On Wednesday (July 13), the Treasury Committee at the U.K. Parliament sent letters to Visa and Mastercard requesting them to explain their increases in cross-border interchange fees after the U.K. left the European Union. The companies have until July 27 to respond.
This inquiry comes after the Payment Systems Regulator (PSR) explained in a letter dated July 4 to U.K. lawmakers about the two market reviews that it is planning to conduct on processing fees and cross-border interchange fees. In this correspondence, the regulator told lawmakers that is concerned that Visa and Mastercard´s ability to raise prices is an “indication that the market(s) or aspects of market(s) is not working well.”
As a reference, Visa and Mastercard increased cross-border fees in October 2021 from 0.2% to 1.15% for debit cards and 0.3% to 1.50% for credit card transactions.
The first market review, on scheme and processing fees, stems from a previous market review carried out by the PSR on the card-acquiring market. In that market review, the regulator found that fees paid by acquirers had increased from 2014 to 2018. In June, the regulator published its final remedies in the market to make it more transparent and to allow acquirers to negotiate better terms with the card networks. The Treasury Committee is not inquiring Visa and Mastercard about processing fees.

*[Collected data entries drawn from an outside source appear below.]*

PR #4221, opened 2025-06-24
[SLT] Add a compiler flag --unaryNoopPlus which makes it easier to run SLT tests

mihaibudiu:
SLT is designed for sqlite, and in sqlite +x is a noop, even if x is a string.
In our compiler it's a cast to INTEGER.
We add a compiler flag designed only for SLT tests which enables this alternate behavior.
The implementation is purely syntactic, deleting the operator from the parse tree, even before validation.

We also have fixed a bug in Calcite constant folding, so this PR moves to a new version of Calcite's main branch.


mihaibudiu:
Hopefully with these fixes most (all?) of the recent SLT failures should be resolved.

PR #4222, opened 2025-06-24
Add deprecation notice for ad-hoc JSON format.

gz:


mihaibudiu (approved):
the question is: who will see this format, and whether they can do anything about it.
if our tools use the format, users may be mystified.

gz:
>the question is: who will see this warning, and whether they can do anything about it.

I'm not sure I follow? what format do you mean?

mihaibudiu:
JSON

mihaibudiu:
edited my comment

gz:
it's one of the format options when you execute adhoc queries. We just make sure we tell users they should probably use arrow-ipc instead if they don't want surprises

mihaibudiu:
yes, but if this warning shows up in the web console, they won't know what to do

gz:
ah yes -- it won't this is only if they explicitly specify it in the CLI tool

PR #4226, opened 2025-06-25
py: support arrow_ipc format for adhoc queries

### LINKED ISSUE #3923: Switch python-sdk use the arrow-ipc format instead of JSON

abhizer:
* also support case sensitive view names to listen to pipelines

Fixes: #3923


python/feldera/pipeline.py
```diff
@@ -204,7 +206,7 @@ def resume_connector(self, table_name: str, connector_name: str):
 
         self.client.resume_connector(self.name, table_name, connector_name)
 
-    def listen(self, view_name: str) -> OutputHandler:
+    def listen(self, view_name: str, case_sensitive: bool = False) -> OutputHandler:
```
gz, line 209: the client has to set this? can't it be figured out based on the view name (quotes or smth?)

python/feldera/pipeline.py
```diff
@@ -692,9 +704,50 @@ def query(self, query: str) -> Generator[Mapping[str, Any], None, None]:
...
+        :param path: The path of the parquet file.
+
+        :raises FelderaAPIError: If the pipeline is not in a RUNNING or PAUSED state.
+        :raises FelderaAPIError: If querying a non materialized table or view.
+        :raises FelderaAPIError: If the query is invalid.
+        """
+
+        return self.client.query_as_pyarrow(self.name, query)
+
+    def query_pylist(self, query: str) -> List[Mapping[str, Any]]:
```
gz: it seems like given this return type suffers from the same problem as the json (aliased columns will be removed?)

python/tests/test_pipeline.py
```diff
@@ -236,6 +237,34 @@ def test_adhoc_query_json(self):
         TEST_CLIENT.shutdown_pipeline(name)
         TEST_CLIENT.delete_pipeline(name)
 
+    def test_adhoc_query_pyarrow(self):
```
gz, line 240: can we test that pyarrow doesn't suffer from the aliasing bug (I noticed that e.g., go parquet reader cant parse a parquet file where two columns have the same name, I'm not sure what happens for python)

python/feldera/pipeline.py
abhizer: If we have two views:
```sql
create view v0 as ...;
create view "V0" as ...;
```

Then in python, they would have to do:

```py
p.listen("v0") # subscribes to v0
p.listen("\"V0\"") # subscribes to V0
```

But, `p.listen("V0")` would error because it would try to subscribe to `v0`, and their schema don't match. I think its better to have a explicit parameter for it.

python/feldera/pipeline.py
abhizer: Yeah, it does. It doesn't suffer from it if we return `pyarrow.Table`.

python/tests/test_pipeline.py
abhizer: Will do. `pyarrow.Table` doesn't suffer from the same bug.

It would return something like:

```
pyarrow.Table
x: int32
x: int32
----
x: [[1],[2]]
x: [[5],[6]]
```

python/feldera/pipeline.py
gz: Ok probably not a good return type then, can we remove it?

Its stupid but unless we change our SQL to not accept this nonsense I dont see a good alternative cc @mihaibudiu

gz: maybe instead if str as key you can have a Column Type that hashes using unique identifiers/position in the select stmt but displays as the column name

mihaibudiu: it should be a list, not a mapping

mihaibudiu (commented):
I don't have any other comments
In general, the view should be treated as a list of lists instead of as a list of maps

python/feldera/pipeline.py
abhizer: It is mostly for convenience and works in most cases.
Should I remove it?

gz: no need to remove but either use a key that has a unique hash like the position or list of list

mihaibudiu:
Is this ready to merge?
Have @gz's comments been addressed?

abhizer:
@gz There is a problem with the arrow_ipc format, it seems to fail non deterministically.

**Failure:**
```bash
❯ fda query --host http://localhost:8080 test_adhoc_query_pyarrow_same_alias_name 'SELECT T.x, S.x FROM T, S WHERE T.y = S.y' --format arrow_ipc

thread 'main' panicked at crates/fda/src/adhoc.rs:208:59:
called `Result::unwrap()` on an `Err` value: ParseError("Unable to get root as message: RangeOutOfBounds { range: 1703948..1703952, error_trace: ErrorTrace([]) }")
```

**Success:**
```bash
❯ fda query --host http://localhost:8080 test_adhoc_query_pyarrow_same_alias_name 'SELECT T.x, S.x FROM T, S WHERE T.y = S.y' --format arrow_ipc
+---+---+
| x | x |
+---+---+
| 4 | 6 |
| 1 | 5 |
+---+---+
```

Similarly the python test `test_adhoc_query_pylist_same_alias_name` also fails intermittently.

**Success:**

```bash
❯ pytest . -k "test_adhoc_query_pylist_same_alias" -s
=========================================================================== test session starts ===========================================================================
platform linux -- Python 3.12.10, pytest-8.3.5, pluggy-1.5.0
rootdir: /home/abhizer/Development/feldera.git/py_arrowrpc/python
configfile: pyproject.toml
plugins: timeout-2.3.1
collected 51 items / 50 deselected / 1 selected

tests/test_pipeline_builder.py .

==================================================================== 1 passed, 50 deselected in 1.35s =====================================================================
```

**Failure:**

```bash
❯ pytest . -k "test_adhoc_query_pylist_same_alias" -s
=========================================================================== test session starts ===========================================================================
platform linux -- Python 3.12.10, pytest-8.3.5, pluggy-1.5.0
rootdir: /home/abhizer/Development/feldera.git/py_arrowrpc/python
configfile: pyproject.toml
plugins: timeout-2.3.1
collected 51 items / 50 deselected / 1 selected

tests/test_pipeline_builder.py F

================================================================================ FAILURES =================================================================================
_______________________________________________________ TestPipelineBuilder.test_adhoc_query_pylist_same_alias_name _______________________________________________________

self = <tests.test_pipeline_builder.TestPipelineBuilder testMethod=test_adhoc_query_pylist_same_alias_name>

    def test_adhoc_query_pylist_same_alias_name(self):
        dataT = [{"x": 1, "y": 2}, {"x": 4, "y": 3}]
        dataS = [{"x": 5, "y": 2}, {"x": 6, "y": 3}]
        name = "test_adhoc_query_pyarrow_same_alias_name"

        sql = """
        CREATE TABLE T(x INT, y INT) with ('materialized' = 'true');
        CREATE TABLE S(x INT, y INT) with ('materialized' = 'true');
        """

        pipeline = PipelineBuilder(TEST_CLIENT, name, sql).create_or_replace()

        pipeline.start()

        pipeline.input_json("T", dataT)
        pipeline.input_json("S", dataS)

>       resp = pipeline.query_pylist("SELECT T.x, S.x FROM T, S WHERE T.y = S.y")

tests/test_pipeline_builder.py:1268:
_ _ _ _ _ _ _ _ _ _ _ _ _ _ _ _ _ _ _ _ _ _ _ _ _ _ _ _ _ _ _ _ _ _ _ _ _ _ _ _ _ _ _ _ _ _ _ _ _ _ _ _ _ _ _ _ _ _ _ _ _ _ _ _ _ _ _ _ _ _ _ _ _ _ _ _ _ _ _ _ _ _ _ _ _ _
feldera/pipeline.py:753: in query_pylist
    table = self.query_pyarrow(query)
feldera/pipeline.py:731: in query_pyarrow
    return self.client.query_as_pyarrow(self.name, query)
feldera/rest/feldera_client.py:710: in query_as_pyarrow
    with pyarrow.ipc.RecordBatchStreamReader(resp.raw) as reader:
.venv/lib/python3.12/site-packages/pyarrow/ipc.py:52: in __init__
    self._open(source, options=options, memory_pool=memory_pool)
pyarrow/ipc.pxi:1006: in pyarrow.lib._RecordBatchStreamReader._open
    ???
pyarrow/error.pxi:155: in pyarrow.lib.pyarrow_internal_check_status
    ???
_ _ _ _ _ _ _ _ _ _ _ _ _ _ _ _ _ _ _ _ _ _ _ _ _ _ _ _ _ _ _ _ _ _ _ _ _ _ _ _ _ _ _ _ _ _ _ _ _ _ _ _ _ _ _ _ _ _ _ _ _ _ _ _ _ _ _ _ _ _ _ _ _ _ _ _ _ _ _ _ _ _ _ _ _ _

>   ???
E   OSError: Invalid flatbuffers message.

pyarrow/error.pxi:92: OSError
========================================================================= short test summary info =========================================================================
FAILED tests/test_pipeline_builder.py::TestPipelineBuilder::test_adhoc_query_pylist_same_alias_name - OSError: Invalid flatbuffers message.
==================================================================== 1 failed, 50 deselected in 1.33s =====================================================================
```

Sometimes, it also fails with:
- `OSError: Invalid IPC message: negative metadata length`
- Returning an incorrect result

gz:
can you reprodcue it reliably if you save the bytestream of a failed invocation in a file and try to parse it with e.g., pyarrow or rust arrow crates?

also can you enable `RUST_BACKTRACE=1` so we see in which crate it fails

Karakatiza666:
The same issue, along with the pattern of the error described: https://github.com/feldera/feldera/issues/4287

mihaibudiu:
Can we make progress with this issue?
What is the current status?

Karakatiza666:
We need either a backend fix for transport over HTTP, or python SDK and WebConsole to switch to websockets

mihaibudiu:
websockets sounds excessive. what kind of fix is needed for transport?

Karakatiza666:
There is a weird issue with serialization described [here](https://github.com/feldera/feldera/issues/4287), idk if Gerd investigated it yet

mythical-fred (commented):
The discussion on line 733 (dict vs. list return type for aliased columns) has been open since June 2025 with no resolution. The author's last response was nine months ago. The tests added here look good as a starting point, but the open question about whether to return a dict (with aliasing bug) or a list/typed Column needs to be resolved before this can land.

monochromatti:
@abhizer  Unaware of this PR I submitted this: https://github.com/feldera/feldera/pull/5814, which also adds support for pyarrow query format. Let's sync. I see three options: 

1. Close this (#4226)
2. Merge #5814 and rebase+rework #4226
3. Combine our PRs

gz:
[i guess e can close this?](https://github.com/feldera/feldera/pull/6224)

However, the second market review, on Visa and Mastercard’s cross-border interchange fees, may not come as a surprise to many, as these increases already raised some flags at the PSR much earlier. In an interview with PYMNTS in March, Andrew Self, senior policy manager at the PSR, already mentioned that the card-acquiring market review revealed that cross-border interchanges fees have increased over the years and this, for the PSR “poses important questions around whether there are sufficient competitive constraints on card schemes.”
And this is exactly what the regulator is trying to understand with the market review, and now with the help of the U.K. Treasury Committee. According to the regulator, the purpose of the market review is “to understand the rationale for the increases” particularly because the PSR told the committee that it has not seen “evidence that shows that there have been significant changes in the costs” for card issues since the U.K. left the EU and the EU regulation which capped these fees is no longer applicable. PYMNTS reached out to both Visa and Mastercard for comment.
In terms of possible outcomes from the market reviews, unlike other regulators that can impose hefty fines or structural remedies, the PSR can only impose lighter remedies. For instance, the regulator can impose some measures that would promote effective competition like making general or specific directions, requiring the operation to change operating rules or making recommendations. The PSR also said in the correspondence with the committee that it is not planning to impose interim caps on fees, but it nevertheless leaves this option available if this measure is deemed appropriate in the future. Additionally, if the PSR needs to impose tougher remedies, it can make a market investigation reference to the Competition and Markets Authority to investigate a market.
As for the timing of these market studies, the PSR told the committee that these reviews usually take at least a year and can take longer. For the time being, the PSR has just published a draft of the market review and it is accepting comments on these terms of reference (ToR) until Aug. 2. Once the regulator receives comments from stakeholders, it will publish the final ToR for the market review in Autumn 2022.